PR #928, opened 2019-04-29
chore: incremental builds & typescript 3.4

sangaman:
This upgrades typescript to 3.4 to use its incremental build feature. This will speed up build times both locally and on travis by caching the dist directory and .tsbuildinfo file which is necessary for incremental compilation. It also makes the precompile script which deleted the dist folder obsolete.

================================

Directions for this task
All of the material above is to be retyped word for word.

Exercise solution
PR #928, opened 2019-04-29
chore: incremental builds & typescript 3.4

sangaman:
This upgrades typescript to 3.4 to use its incremental build feature. This will speed up build times both locally and on travis by caching the dist directory and .tsbuildinfo file which is necessary for incremental compilation. It also makes the precompile script which deleted the dist folder obsolete.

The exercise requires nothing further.